Simulation of micromechanical damage to obtain mechanical properties of bimodal Al using XFEM

• We model microcrack in microscale simulation of a bimodal Al by using XFEM.
• Predicting the stress–strain behavior from elastic–plastic analyses with fracture.
• The results obtained shown that the CG distribution effects are not significant.
• Grain boundaries are responsible for crack initiation and avoiding crack propagation.

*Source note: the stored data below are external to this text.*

PR #11715, opened 2017-10-25
magento/magento2#80862 Custom Product Attribute changes backend_type property

keyurshah070:

1. magento/magento2#9219: Custom Product Attribute changes 'backend_type' when 'is_user_defined = 1' and get updated/saved in Admin Backend
2. User define product attribute backend type change from backend save.
3. So if we have backend type as varchar(on Installer script) with its value in a string and after creating attribute when we update its property from backend then it changes backend type to integer. so we cannot save its attribute value on a product level

### Manual testing scenarios

1. Created Installer script with backendtype as varchar and change its property from backend and after saving attribute still, I have backendtype as varchar

### Contribution checklist


omiroshnichenko:
Hi, @keyurshah070. Could you please verify failed tests. Also you have opened concurrent PR #11837 that will have conflict with current. Can you, please, let us know if you would continue working on it or we should close it. Thank you.

PR #11728, opened 2017-10-25
Check variable existence in prepareOptionIds(array) in EavAttribute.php

angelo983:
### Description
The existence of $optionsArray['delete'] does not guarantee the existence of $optionsArray['delete'][$optionId]

1. Php 500 Error when $optionsArray['delete'][$optionId] is not set

### DIFF
--- a/app/code/Magento/Swatches/Model/Plugin/EavAttribute.php
+++ b/app/code/Magento/Swatches/Model/Plugin/EavAttribute.php
@@ -174,7 +174,7 @@ class EavAttribute
     {
         if (isset($optionsArray['value']) && is_array($optionsArray['value'])) {
             foreach (array_keys($optionsArray['value']) as $optionId) {
-                if (isset($optionsArray['delete']) && $optionsArray['delete'][$optionId] == 1) {
+                if (isset($optionsArray['delete'][$optionId]) && $optionsArray['delete'][$optionId] == 1) {
                     unset($optionsArray['value'][$optionId]);
                 }
             }


app/code/Magento/Swatches/Model/Plugin/EavAttribute.php
```diff
@@ -174,7 +174,7 @@ protected function prepareOptionIds(array $optionsArray)
     {
         if (isset($optionsArray['value']) && is_array($optionsArray['value'])) {
             foreach (array_keys($optionsArray['value']) as $optionId) {
-                if (isset($optionsArray['delete']) && $optionsArray['delete'][$optionId] == 1) {
+                if (isset($optionsArray['delete'][$optionId]) && $optionsArray['delete'][$optionId] == 1) {
```
orlangur, line 177: > Php 500 Error when $optionsArray['delete'][$optionId] is not set

This is just a notice, 500 will be displayed only in developer mode.

Can `$optionsArray['delete'][$optionId]` contain anything but `1`? Why not do unconditional `unset($optionsArray['value'][$optionId])`?

angelo983: Simply misunderstood! Read the function definition comment: "Get options array without deleted items"
so... not all array_keys($optionsArray['value']) are present in $optionsArray['delete'][$optionId] as indexes of the $optionsArray['delete']

orlangur: Yeah, I've got the point of bugfix, just trying to simplify the code.

Is check for `== 1` essential or we can simply do `unset` without condition?

angelo983: At first glance I would say yes, but checking getData() method of Attribute I can't be totally sure.
Anyway a condition must be verified, so the choice should be between:
(isset($optionsArray['delete'][$optionId]))
and
(isset($optionsArray['delete'][$optionId]) && $optionsArray['delete'][$optionId] == 1)

orlangur: Ok, it is already merged, I was trying to understand if it can be just `if (!empty($optionsArray['delete'][$optionId]))`.

PR #11737, opened 2017-10-25
[Backport 2.1-develop] Add option to keep Files in Rollback

osrecio:
Add option to keep files in rollback and improve Readability and PSR of Backup Library
### Description
Ask to user when launch command: `bin/magento setup:rollback` if he wants keep files to future rollbacks. Also I changed variable name protected with underscore to acomplish PSR and I imported all classes to use in class.

1. magento/magento2#6460: [2.1.1 CE] Rollback/Restore deletes database (--db) backup file in ${webroot}/var/backups.

### Manual testing scenarios
1. create backup  e.g: `bin/magento setup:backup --media`
2. rollback backup e.g: `bin/magento setup:rollback -m 1508950479_filesystem_media.tgz`
3. Answer `y` to question: `you want to keep the backups?[y/N]`
4. Check that your backup was kept in `var/backups`

### Contribution checklist

### DIFF
--- a/lib/internal/Magento/Framework/Backup/AbstractBackup.php
+++ b/lib/internal/Magento/Framework/Backup/AbstractBackup.php
@@ -319,6 +319,11 @@ abstract class AbstractBackup implements BackupInterface
         return $this;
     }
 
+    /**
+     * Get if keep files of backup
+     *
+     * @return boolean
+     */
     public function keepSourceFile()
     {
         return $this->keepSourceFile;
--- a/lib/internal/Magento/Framework/Backup/AbstractBackup.php
+++ b/lib/internal/Magento/Framework/Backup/AbstractBackup.php
@@ -5,6 +5,9 @@
  */
 namespace Magento\Framework\Backup;
 
+use Magento\Framework\Exception\LocalizedException;
+use Magento\Framework\Phrase;
+
 /**
  * Class to work with archives
  *
@@ -67,6 +70,12 @@ abstract class AbstractBackup implements BackupInterface
      * @var string
      */
     protected $_lastErrorMessage;
+
+    /**
+     *
+     * @var boolean
+     */
+    protected $keepSourceFile = false;
 
     /**
      * Set Backup Extension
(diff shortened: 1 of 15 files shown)


lib/internal/Magento/Framework/Backup/AbstractBackup.php
```diff
@@ -17,56 +17,62 @@
      *
      * @var string
      */
-    protected $_name;
+    protected $name;
```
orlangur: Unfortunately, such kind of change is only allowed for `private` properties, see http://devdocs.magento.com/guides/v2.0/contributor-guide/backward-compatible-development/#removing-or-renaming-public-and-protected-properties

Please always create PR targeting `2.2-develop` first, ideally PRs targeting other branches should be created after it is merged.

orlangur (changes requested):

lib/internal/Magento/Framework/Backup/AbstractBackup.php
osrecio: I will change all protected variables and functions to old state.

orlangur: 👍 

Please create a new PR targeting `2.2-develop` with these changes, don't close this PR - just force push into it after `2.2` PR is processed.

osrecio: I have `2.2-develop` in local ready to push. I will take care in next PR

osrecio:
@orlangur Squashed and revert name of variables and functions `protected`

dmanners:
@osrecio unfortunately these new methods will break BC for this class. I think we should focus on getting these changes into `2.3-develop` and then work on the backport.

For the backport I think we might be able to make the file removals inside the `doRollback` method but I am not sure how that will work for all types of rollback, such as ftp and others. Would you have sometime to look into this?

First let's work on getting these new methods and interfaces into https://github.com/magento/magento2/pull/11750 and then we can go back and work on the backport to 2.2 and 2.1. How does that sound?

PR #11744, opened 2017-10-25
Minification erroneously removes // from JavaScript strings

navarr:
This pull request adds a failing unit test to identify and test for the resolution of a bug in the phtml template minification process. 

### Description
When the minifier encounters a // in the middle of JavaScript, even when in a string, the minification will ignore it and everything afterwards.

### Contribution checklist


okorshenko:
Hi @navarr 
Thank you for the PR, but we cannot accept the broken test. If would be great if you can fix the logic on the minification or you can convert this to the issue and attach your test

PR #12379, opened 2017-11-21
Dissociate data and schema version

j-willette:
### Description
Adding ability to use different version for data and schema parts (see…setup_module table).
In current version, Magento use setup_version for these two different versions (data and schema) in setup_module table.

### Manual testing scenarios
Create a module with following module.xml file :

```<?xml version="1.0"?>
    <module name="Synolia_Example" data_version="1.0.0" schema_version="1.0.5">
    </module>
</config>
```

Obviously, this code still work:
```<?xml version="1.0"?>
    <module name="Synolia_Example" setup_version="1.0.0">
    </module>
</config>
```
Maybe it's unnecessary but if so, we don't undestand the purpose of two colums in setup_module table (maybe Magento 1 residue ? ;-)).

Thanx in advance.

Josselin

### DIFF
--- a/lib/internal/Magento/Framework/Module/Declaration/Converter/Dom.php
+++ b/lib/internal/Magento/Framework/Module/Declaration/Converter/Dom.php
@@ -32,6 +32,19 @@ class Dom implements \Magento\Framework\Config\ConverterInterface
                 throw new \Exception("Attribute 'setup_version' is missing for module '{$name}'.");
             }
             $moduleData['setup_version'] = $versionNode->nodeValue;
+
+            $schemaVersionNode = $moduleAttributes->getNamedItem('schema_version');
+
+            if ($schemaVersionNode !== null) {
+                $moduleData['schema_version'] = $schemaVersionNode->nodeValue;
+            }
+
+            $dataVersionNode = $moduleAttributes->getNamedItem('data_version');
+
+            if ($dataVersionNode !== null) {
+                $moduleData['data_version'] = $dataVersionNode->nodeValue;
+            }
+
             $moduleData['sequence'] = [];
             /** @var $childNode \DOMNode */
             foreach ($moduleNode->childNodes as $childNode) {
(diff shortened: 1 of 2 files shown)


orlangur:
`<module name="Synolia_Example" data_version="1.0.0" schema_version="1.0.5">` how this can be useful? Data and schema version should always be in sync.

j-willette:
> Data and schema version should always be in sync

This is precisely the point. Why there are two columns in setup_module table (data_version and schema_version) if the datas are always in sync?
We are purposing to make evolve them separatly, for example, when you make an upgradeData like CMS page or any config which not impact the schema, to really use these different columns.

orlangur:
Because they are intended for different things. I didn't look into implementation and whether it is feasible to combine such two columns into one.

> when you make an upgradeData like CMS page or any config which not impact the schema, to really use these different columns.

It does not matter, data upgrade must use concrete schema version.

> We are purposing to make evolve them separatly

Again, this is not how Magento is supposed to work. They are supposed to be always in sync.

orlangur:
@j-willette could you please clarify what would be the value of "We are purposing to make evolve them separatly"?

syno-dlr:
Hello @orlangur,

Infact, in Magento 1, the two versions (Data and Schema) could be different (for example if the countries table data change, the schema is not impacted).
This Pull request reproduce this system.

If Data should be equal to Schema, what is the purpose of "data_version" column in setup_module table ?

Damien.

orlangur:
@damien-synolia, actually `data_version` is not always present: https://github.com/magento/magento2/blob/2.2-develop/lib/internal/Magento/Framework/Module/ModuleResource.php#L65

@j-willette I've learned something new from a recent Mageconf, in 2.3 schema/data upgrades are significantly reworked and only a module version from `composer.json` will be effective. So, there is no need to evolve functionality related to schema_version/data_version. Thanks for collaboration!

PR #12383, opened 2017-11-21
Update CAPTCHA labels to reflect the symbols in the CAPTCHA image

RhodriOwainDavies:
### Description
The text labels referring to the CAPTCHA image only refer to letters, when there are also numbers in the CAPTCHA images.  Meaning the instruction to the user is ambiguous.  The message implies to NOT enter the numbers, thus the CAPTCHA doesn't match.

I've changed the labels in a few places and updated the dictionary file

### Manual testing scenarios
1. As a customer visit the sign-in page and enter the wrong password for the same email address several times until the captcha image & label appears
2. As a merchant visit the admin login page and enter the wrong password for the same user account several times until the captcha image & label appears
3. Install a language pack which includes a dictionary key for the new phrases, change the language of the store and repeat steps 1 & 2 ensuring the phrases appear in their translated forms.

### Contribution checklist

### DIFF
--- a/app/code/Magento/Captcha/composer.json
+++ b/app/code/Magento/Captcha/composer.json
@@ -13,7 +13,7 @@
         "zendframework/zend-session": "^2.7.3"
     },
     "type": "magento2-module",
-    "version": "100.2.0",
+    "version": "100.2.1",
     "license": [
         "OSL-3.0",
         "AFL-3.0"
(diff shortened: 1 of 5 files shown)


app/code/Magento/Captcha/composer.json
```diff
@@ -13,7 +13,7 @@
         "zendframework/zend-session": "^2.7.3"
     },
     "type": "magento2-module",
-    "version": "100.2.0",
+    "version": "100.2.1",
```
okorshenko, line 16: please, revert this fix. We will update the package versions on our side when needed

In this paper, we focus on the stress–strain behavior prediction of the bimodal bulk Al5083 series which are comprised of Ultra-Fine Grains (UFG) separated by Coarse Grain (CG) regions. This material is selected due to the availability of the required data in the literature. The CGs in the UFG matrix effectively prevents microcracks from propagation, leading to enhance ductility and toughness while the strength remains high. In this work, initially the dependency of stress–strain behavior of the model on the CG distribution in constant volume fraction is investigated by extraction of RVEs from optical microscopy (OM) images of the real material. Then, XFEM is implemented for bimodal materials considering various fracture criteria for brittle and ductile phases in maximum traction and cohesive law. The solution convergence of such a problem with irregular geometry, plasticity and crack initiation–propagation without any defined pre-cracks demanded extreme effort that accomplished by refining and arranging meshes and adding damage stabilizations. As a result of the above procedures, the sensitivity of the modeling procedure to various RVEs is obtained, the crack initiation–propagation pattern in microscale is predicted and consequently, the global stress–strain behavior result is obtained. It is shown that the predicted results are in good agreement with the available experimental results.